If you are the kind who likes to do the research before taking the plunge, the amount of information on this topic can be very overwhelming. This is true especially if this is your first time trying to setup something on a web host.

Confused

There will be those who are just trying to setup that one blog that they have been planning to write ever since and then there are those looking forward to setup complete sites.

The top 5 lessons I learnt while digging for information on blogging / web hosting are :

You cannot learn all the steps before starting. Try to take one step at a time.  It does not matter if you do not know what you will be doing next.  If you are trying to register a domain name you should conveniently delay learning everything else about web hosting.  That way you will actually make progress.

Research takes time and even the best search engine (read as Google) can throw data at a rate you cannot possibly dream of understanding.  Don’t worry – eventually everything will start making sense.

There are good authors out there who write really good stuff. If you know how to use Google efficiently, you will manage to step over the various commercial sites who only want to sell you domain names, web space, dedicated servers and rank very high in the search results.  Learn the art of Google if you haven’t already.

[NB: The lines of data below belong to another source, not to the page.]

Issue #2167, opened 2020-06-01
Initial value from the beginning and not from the end?


AndrewOkonar:
User wants to set/edit a new date for the deadline. And the user should choose future date while editing this field. but as you see all selected value from "showYearPicker" stared from the end (screenshot 1). is it possible make selected value always first in the container? (screenshot 2)

1)
![image](https://user-images.githubusercontent.com/23657360/83421613-0efc7400-a431-11ea-8281-6154aca09bf5.png)

2)
![image](https://user-images.githubusercontent.com/23657360/83422277-f50f6100-a431-11ea-9bba-745d29a5e1ea.png)

martijnrusschen:
Fixed by https://github.com/Hacker0x01/react-datepicker/pull/2186

Issue #2162, opened 2020-05-29
YearPicker does not highlight selected year


LuukvE:
**Describe the bug**
YearPicker does not highlight selected year

**To Reproduce**

1. Add `showYearPicker` prop to `<DatePicker />` component
2. Click on a year
4. See the lack of highlighting

**Expected behavior**
I expect the selected year to be highlighted

PR #2168, opened 2020-06-01
Add selected class for year picker - Feature #2162

3bOONAL:
Feature for [#2162](https://github.com/Hacker0x01/react-datepicker/issues/2162) I've noticed that this behavior wasn't implemented. 
Added some logic to add class.
Added class name to styles the same way as for months.
Covered with a test.

Also, I noticed this issue [#2167](https://github.com/Hacker0x01/react-datepicker/issues/2167) I think I could check this. Maybe #2167 needs to add a new prop to choose where to show selected year(beginning or end of the calendar) ?

### DIFF
--- a/src/stylesheets/datepicker.scss
+++ b/src/stylesheets/datepicker.scss
@@ -364,7 +364,8 @@
 }
 
 .react-datepicker__month,
-.react-datepicker__quarter {
+.react-datepicker__quarter,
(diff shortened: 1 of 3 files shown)


martijnrusschen:
Looking good

PoltP:
@martijnrusschen Martijn, could you please clarify, why these changes is not available in version 3.1.3?

PR #2179, opened 2020-06-09
border bottom right time section

whatever555:
Fix for rendering issue on time section:
Bug visible on Chrome: Version 81.0.4044.138 (Official Build) (64-bit)

image


martijnrusschen:
Nice catch!

Issue #2166, opened 2020-06-01
Selected value first in the box


AndrewOkonar:
I'm using "year picker" for input where the user should select the next data for future events.

```
      {jobStartsAtFormat === 'specific_date' && <S.DatePickerOptional
        selected={job.startsAt && moment(job.startsAt).toDate()}
        onSelect={handleDate('startsAt')}
        showYearPicker
        dateFormat="yyyy"
        customInput={<InputRef
          name="startsAt"
          label="Eintrittsdatum"
          error={errors.startsAt}
          placeholder="Gibt es eine Eintrittsdatum?" /> } />}
```

![image.png](https://images.zenhubusercontent.com/596cb2bd61b4ca3b0a74a9a9/fc69cef4-364d-41f5-8257-ab30be01d632)

And as you see selected year always the last in the box. is it possible to make always first in the box and show future years?

martijnrusschen:
Fixed by https://github.com/Hacker0x01/react-datepicker/pull/2186

Issue #2154, opened 2020-05-19
Year Picker min/max dates.


essedger:
**Describe the bug**
minDate and maxDate doesn't work correctly. 

**To Reproduce**
add to <DatePicker/>
showYearPicker
dateFormat="yyyy"
minDate={startDate}
maxDate={endDate}

**Expected behavior**
For example dates:
const [startDate, setStartDate] = useState(new Date("2001/02/08"));
const [endDate, setEndDate] = useState(new Date("2015/04/08"));

Picker shows 3 pages and doesn't disable values over the period.
Also it duplicats 2001 and 2012 years. 

**Screenshots**
![image](https://user-images.githubusercontent.com/12384438/82347748-b07ed100-9a00-11ea-878e-9a2bcdfed260.png)
![image](https://user-images.githubusercontent.com/12384438/82347793-bc6a9300-9a00-11ea-9964-1269370f12c8.png)
![image](https://user-images.githubusercontent.com/12384438/82347813-c391a100-9a00-11ea-84b0-775193d5c811.png)

- OS: Windows 10
- Browser [chrome, safari, etc]
- Version [2.15.0]

Marc19:
Yeah, I am facing the same problem. Is there at least a way to give a className for out of range dates?

martijnrusschen:
Fixed by https://github.com/Hacker0x01/react-datepicker/pull/2186

Marc19:
How can I get this fix? I am trying 'npm update' but there is no update.

PR #2186, opened 2020-06-16
YearPicker upgrades

3bOONAL:
Update work with change year by next/previous buttons,
update render of years with saving position of years,
add preselected year styles,
cover by tests for next/previous buttons and showing periods of years,
add work with min/max dates.
solutions for #2167, #2166, #2154


martijnrusschen:
Thanks, this is great work!

PR #2198, opened 2020-06-27
add function of back current month in custom header

NagaiKoki:
when using react datepicker and this custom header function, you cannot be back current month easily.
For example, when you selected 09/06/1995, and want to back current year and month,  you need to chose them by using pull down of custom header or make like this code.

```js
const months = [1, 2, 3, 4, 5, 6, 7, 8, 9, 10, 11, 12]

const handleBackCurrentMonth = (
    changeYear,
    changeMonth
  ) => {
    const now = new Date()
    const yearValue = now.getFullYear()
    const monthValue = months[now.getMonth()]
    changeYear(yearValue)
    changeMonth(monthValue - 1)
  }
```
※ `changeYear` and `changeMonth` function is custom header fucntion

It would be great if there is default function of back current month in custom header.

### DIFF
--- a/src/calendar.jsx
+++ b/src/calendar.jsx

The dilemma of choice. When you have decided to shell out money for a particular service provider, (say a web host), you are bound to come across a post that criticizes that very service.  If you take each experience very seriously, you will end up rejecting every provider out there.   The fact is that you will have to choose someone who does not have too many bad reviews or is not the one who was rated well in the past but has lost credibility over time.

There are discount coupons at every step of web hosting. Before paying money for a domain name or a web host, make sure you search for discounts available through coupons.  Just type the_name_of_site_you_are_going_to_pay + coupons in the search box and then let Google do its magic. Don’t be cheap but saving money is absolutely fine.  I would suggest you first decide a web host and then search for coupons than the other way around.